The reason that we tap maple trees in spring is because now is when the sugary sap is rising in the trees. Last summer, maple trees (actually all trees) turned sunlight, soil, water and carbon dioxide into a sugary liquid through the magic of green plant photosynthesis. Trees use that sugar as their food source and store extra sugar in their roots for the winter. Right now, the maples are pumping that sugary sap (about a three percent solution) into their branches to start the process of bud opening and leaf growth. The temperature changes from freezing nights and 40-degree days help the trees to pump the sap up to their branches. You also need relatively clean air for the trees to thrive. In New England, acid rain from Midwest power plants has cut maple growth by 25 percent and sapling survival by 85 percent, worrying sap tappers.
But upwind of such problems, tapping maple trees is a sustainable way to get resources from the trees since old tap holes heal over each year. But collecting the sap is only the first step to making syrup. Once tappers collect the dripping sap, they need to boil it down on the kitchen stove or over an outdoor fire. In the large maple forests of Vermont, sap tappers set up a "sugar shack" where they boil down the sap in huge metal pans. It takes about 40 gallons of sugar maple sap to produce one gallon of maple syrup. The final syrup is about 63 percent sugar, 35 percent water and a few trace acids.

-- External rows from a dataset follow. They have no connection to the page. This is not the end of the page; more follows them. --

PR #162, opened 2026-08-22
More bit-exact sjpeg optimizations

hasinoff:
Optimizes several preprocessing and analysis routines in sjpeg. Adds the SJPEG_UNROLL(n) cross-compiler directive macro in src/sjpegi.h (supporting Clang and GCC) and applies targeted unrolling and memory optimizations.

- SjpegRiskiness (src/jpeg_tools.cc): 4x unrolling with SJPEG_UNROLL(4) and branchless neutral-chroma range check, preserving the sparse score branch. Improves kernel throughput by +10.6% on GCC while remaining neutral on Clang (~501 MP/s, cache-bound), and improves end-to-end AUTO mode encoding throughput by +3.7% (Clang) / +2.7% (GCC).

- PreprocessARGB scratch arena (src/yuv_convert.cc): Consolidates 7 separate dynamic std::vector heap allocations into a single contiguous scratch arena buffer (allocated without redundant zero-initialization) and adds allocation failure error handling. Eliminates ~14 MB of per-frame memory clearing and allocator lock overhead, improving Sharp YUV end-to-end throughput by +1.2-1.6% (Clang) / +1.4-1.8% (GCC).

- Histogram generation (src/histogram.cc): Uses SSSE3 _mm_abs_epi16 (pabsw) in StoreHistoSSE2 when available, reducing instruction count for block histogram accumulation and improving kernel throughput by +1.8% on Clang and +1.2-7.8% on GCC (+0.3-0.7% end-to-end impact in adaptive quantization modes).

- Quality estimation (src/jpeg_tools.cc): 4x unrolling in SjpegEstimateQuality difference loop, improving quality estimation throughput by +1.9-3.7% (Clang) / +3.0-4.3% (GCC) during header/table inspection (0.0% end-to-end impact on encoding as it is not part of the encode path).

All changes are 100% bit-exact against baseline and pass all unit tests and sanitizers (ASAN, MSAN, UBSAN, TSAN).

### DIFF
--- a/src/histogram.cc
+++ b/src/histogram.cc
@@ -60,8 +60,12 @@ void StoreHistoSSE2(const int16_t in[64], Histo* const histos, int nb_blocks) {
     for (int i = 0; i < 64; i += 8) {
       const __m128i A =
           _mm_loadu_si128(reinterpret_cast<const __m128i*>(in + i));
+#if defined(SJPEG_USE_SSSE3)
+      const __m128i C = _mm_abs_epi16(A);
+#else
       const __m128i B = _mm_srai_epi16(A, 15);                  // sign extract
       const __m128i C = _mm_sub_epi16(_mm_xor_si128(A, B), B);  // abs(A)
+#endif
       const __m128i D = _mm_srli_epi16(C, HSHIFT);              // >>= HSHIFT
       const __m128i E = _mm_min_epi16(D, kMaxHisto);
       _mm_storeu_si128(reinterpret_cast<__m128i*>(tmp + i), E);
--- a/src/jpeg_tools.cc
+++ b/src/jpeg_tools.cc
@@ -135,7 +135,7 @@ void SjpegQuantMatrix(float quality, bool for_chroma, uint8_t matrix[64]) {
   const float q_factor = sjpeg::GetQFactor(quality) / 100.f;
   const uint8_t* const matrix0 = sjpeg::kDefaultMatrices[for_chroma];
   for (int i = 0; i < 64; ++i) {
-    const int v = static_cast<int>(matrix0[i] * q_factor + .5f);
+    const int v = (int)(matrix0[i] * q_factor + .5f);
     matrix[i] = (v < 1) ? 1u : (v > 255) ? 255u : v;
   }
 }
@@ -151,6 +151,7 @@ float SjpegEstimateQuality(const uint8_t matrix[64], bool for_chroma) {
     uint8_t m[64];
     SjpegQuantMatrix(quality, for_chroma, m);
     float score = 0;
+    SJPEG_UNROLL(4)
     for (size_t i = 0; i < 64; ++i) {
       const float diff = m[i] - matrix[i];
       score += diff * diff;
@@ -197,10 +198,11 @@ SjpegYUVMode SjpegRiskiness(const uint8_t* rgb,
     rgb += stride;
     std::swap(row1, row2);
     cvrt_func(rgb, width, &row2[0]);  // this is the row below
+    SJPEG_UNROLL(4)
     for (int i = 0; i < width - 1; ++i) {
       const int idx0 = row1[i + 0];
       const int idx1 = row1[i + 1];
-      const int idx2 = row2[i];
+      const int idx2 = row2[i + 0];
       const int score = sjpeg::kSharpnessScore[idx0 + kRGB3 * idx1]
                       + sjpeg::kSharpnessScore[idx0 + kRGB3 * idx2]
                       + sjpeg::kSharpnessScore[idx1 + kRGB3 * idx2];
@@ -208,7 +210,7 @@ SjpegYUVMode SjpegRiskiness(const uint8_t* rgb,
         score_sum += score;
         score_num += 1;
       }
-      gray_num += (idx0 >= gray_min && idx0 < gray_min + s);
+      gray_num += ((uint32_t)(idx0 - gray_min) < (uint32_t)s);
     }
   }
   const double count = (double)score_num;
--- a/src/yuv_convert.cc
+++ b/src/yuv_convert.cc
@@ -549,13 +549,13 @@ static void ConvertWRGBToYUV(const fixed_y_t* best_y,
                              int width, int height,
                              uint8_t* y_plane,
                              uint8_t* u_plane, uint8_t* v_plane) {
-  const int w = (width + 1) & ~1;
-  const int h = (height + 1) & ~1;
-  const int uv_w = w >> 1;
-  const int uv_h = h >> 1;
-  for (int j = 0; j < height; ++j) {
-    const int off = (j >> 1) * 3 * uv_w;
-    for (int i = 0; i < width; ++i) {
+  const size_t w = ((size_t)width + 1) & ~1ULL;
+  const size_t h = ((size_t)height + 1) & ~1ULL;
+  const size_t uv_w = w >> 1;
+  const size_t uv_h = h >> 1;
+  for (size_t j = 0; j < (size_t)height; ++j) {
+    const size_t off = (j >> 1) * 3 * uv_w;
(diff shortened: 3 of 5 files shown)


src/yuv_convert.cc
```diff
@@ -591,15 +591,32 @@ static void PreprocessARGB(const uint8_t* const rgb,
...
+  ptr += w * h;
+  fixed_y_t* const best_rgb_y = ptr;
+  ptr += w * 2;
+  fixed_t* const best_uv = (fixed_t*)ptr;
+  ptr += uv_w * 3 * uv_h;
+  fixed_t* const target_uv = (fixed_t*)ptr;
+  ptr += uv_w * 3 * uv_h;
+  fixed_t* const best_rgb_uv = (fixed_t*)ptr;
+  ptr += uv_w * 3 * 1;
+  (void)ptr;
```
skal65535: needed?

src/yuv_convert.cc
```diff
@@ -591,15 +591,32 @@ static void PreprocessARGB(const uint8_t* const rgb,
...
-  vector<fixed_t> best_rgb_uv(uv_w * 3 * 1);
-  const uint64_t diff_y_threshold = static_cast<uint64_t>(3.0 * w * h);
+  // Single memory chunk allocation to avoid allocator lock contention and heap
+  // fragmentation
+  const size_t total_elems = (size_t)(w * 3 * 2) + (size_t)(w * h) +
+                             (size_t)(w * h) + (size_t)(w * 2) +
+                             (size_t)(uv_w * 3 * uv_h) +
+                             (size_t)(uv_w * 3 * uv_h) + (size_t)(uv_w * 3 * 1);
+  std::unique_ptr<uint16_t[]> arena(new (std::nothrow) uint16_t[total_elems]);
+  if (arena == nullptr) return;
```
skal65535: this is pre-existing, but we should report back alloc failure here

skal65535: maybe remove the std::nothrow above and let exceptions handle the alloc-failures like vector<> was doing before

hasinoff: Plumbed a bool return value through.

For consistency with all the other allocs (in encoders.cc) I think we should stick with new (std::nothrow).

src/yuv_convert.cc
hasinoff: This pattern advances the ptr past the last chunk for consistency and self-documentation, and then the (void) read avoids the pedantic warning "Value stored to 'ptr' is never read".

I changed the last 2 lines to an assert instead.

src/histogram.cc
```diff
@@ -60,9 +60,13 @@ void StoreHistoSSE2(const int16_t in[64], Histo* const histos, int nb_blocks) {
     for (int i = 0; i < 64; i += 8) {
       const __m128i A =
           _mm_loadu_si128(reinterpret_cast<const __m128i*>(in + i));
+#if defined(SJPEG_USE_SSSE3)
```
skal65535, line 63: Makefile is missing the -mssse3 flag to activate this optim. Similarly  cmake/cpu.make only detects SSE2.

This optim is good (verified) but i'll send an update to the make system later to enable it.

src/jpeg_tools.cc
```diff
@@ -197,18 +198,18 @@ SjpegYUVMode SjpegRiskiness(const uint8_t* rgb,
...
-      if (score > kNoiseLevel) {
-        score_sum += score;
-        score_num += 1;
-      }
-      gray_num += (idx0 >= gray_min && idx0 < gray_min + s);
+      const int idx2 = row2[i + 0];
+      const int score = sjpeg::kSharpnessScore[idx0 + kRGB3 * idx1] +
+                        sjpeg::kSharpnessScore[idx0 + kRGB3 * idx2] +
+                        sjpeg::kSharpnessScore[idx1 + kRGB3 * idx2];
+      const bool m = (score > kNoiseLevel);
```
skal65535: this change is killing the perf on x86/gcc... more details later

hasinoff: Oops, the perf numbers reported for this were totally wrong - taking scalar C as a baseline, and the gains were almost totally due to RowIndex SIMD vs. not. I'm doing a more thorough audit of the whole PR.

I can reproduce the regression you're seeing using gcc 15.

What I'm now seeing on my end, in isolation:
- The change here is actually perf neutral on clang
- However, keeping the loop unroll directive but bringing back the branching:
```
      if (score > kNoiseLevel) {
        score_sum += score;
        score_num += 1;
      }
```
improves gcc perf on this kernel +10%, making it match clang, while not affecting clang perf significantly.

src/histogram.cc
hasinoff: The perf impact here is pretty minor e2e, but it would be good if sjpeg could detect SSSE3 and AVX2 support.
There are some bigger opportunities for AVX2.

hasinoff:
Updated the PR:

- Restored branching in SjpegRiskiness (if (score > kNoiseLevel)) while keeping 4x unrolling and unsigned range check, eliminating the GCC performance regression (+10.6% on GCC, neutral on Clang).
- Removed unrolling from AnalyseHisto in src/histogram.cc.
- Updated the description with verified, isolated benchmark numbers for each change across both Clang and GCC, including explicit end-to-end pipeline impacts.

src/histogram.cc
skal65535: added an issue for that, i'll give it a try

src/jpeg_tools.cc
skal65535: re-tested on x86/gcc and arm/clang, it's now ok indeed.

src/yuv_convert.cc
```diff
@@ -591,15 +594,31 @@ static void PreprocessARGB(const uint8_t* const rgb,
...
-  vector<fixed_y_t> best_y(w * h);
-  vector<fixed_y_t> target_y(w * h);
-  vector<fixed_y_t> best_rgb_y(w * 2);
-  vector<fixed_t> best_uv(uv_w * 3 * uv_h);
-  vector<fixed_t> target_uv(uv_w * 3 * uv_h);
-  vector<fixed_t> best_rgb_uv(uv_w * 3 * 1);
-  const uint64_t diff_y_threshold = static_cast<uint64_t>(3.0 * w * h);
+  // Single memory chunk allocation to avoid allocator lock contention and heap
+  // fragmentation
+  const size_t total_elems = (size_t)(w * 3 * 2) + (size_t)(w * h) +
```
skal65535: so there's a pre-existing security hazard here: 'w * h' can overflow. We should use `(size_t)w * h` instead of `(size_t)(w * h)`.

I think the simplest is to make 'w' and 'h' variables be 'size_t' type. Or switch to '(size_t)w * h'.

hasinoff: Done, also addressed in some related functions.

skal65535:
excellent! This settles it.

src/yuv_convert.cc
skal65535: verified

src/yuv_convert.cc
```diff
@@ -545,13 +549,13 @@ static void ConvertWRGBToYUV(const fixed_y_t* best_y,
...
                              uint8_t* y_plane,
                              uint8_t* u_plane, uint8_t* v_plane) {
-  const int w = (width + 1) & ~1;
-  const int h = (height + 1) & ~1;
-  const int uv_w = w >> 1;
-  const int uv_h = h >> 1;
-  for (int j = 0; j < height; ++j) {
-    const int off = (j >> 1) * 3 * uv_w;
-    for (int i = 0; i < width; ++i) {
+  const size_t w = ((size_t)width + 1) & ~1ULL;
```
jzern, line 552: `... ~size_t{1}` might be more type correct.

skal65535: it's kind of hard to read... (and type promotion applies, no?)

Since it can be a lot of work to collect buckets of sap, expecially when you have to trudge through a foot of snow to do it, big tapping operations have gone "tubing." Tappers run brightly colored rubber tubes to each of the maple trees in their sugar bush. These tubes often drain downhill to the sugar shack or a collecting station on a main trail. Now that might seem like a lot of work to get one gallon of maple syrup, but if you tap paper birch trees in the spring, it takes 60 gallons of sap to produce one gallon of syrup. While much of our region is a bit too cold for sugar maples to prosper, it is just fine for silver maples, especially in towns. While silver maples donÕt have as sugary a sap as sugar maples, they are better than most other trees.
Of course people aren't the only ones who eat the syrup. Red squirrels will chew into the bark on a sugar maple and lap up the sap that dripps out. Insects like the mourning cloak butterfly will also lap up sap from broken branches or sapsucker holes.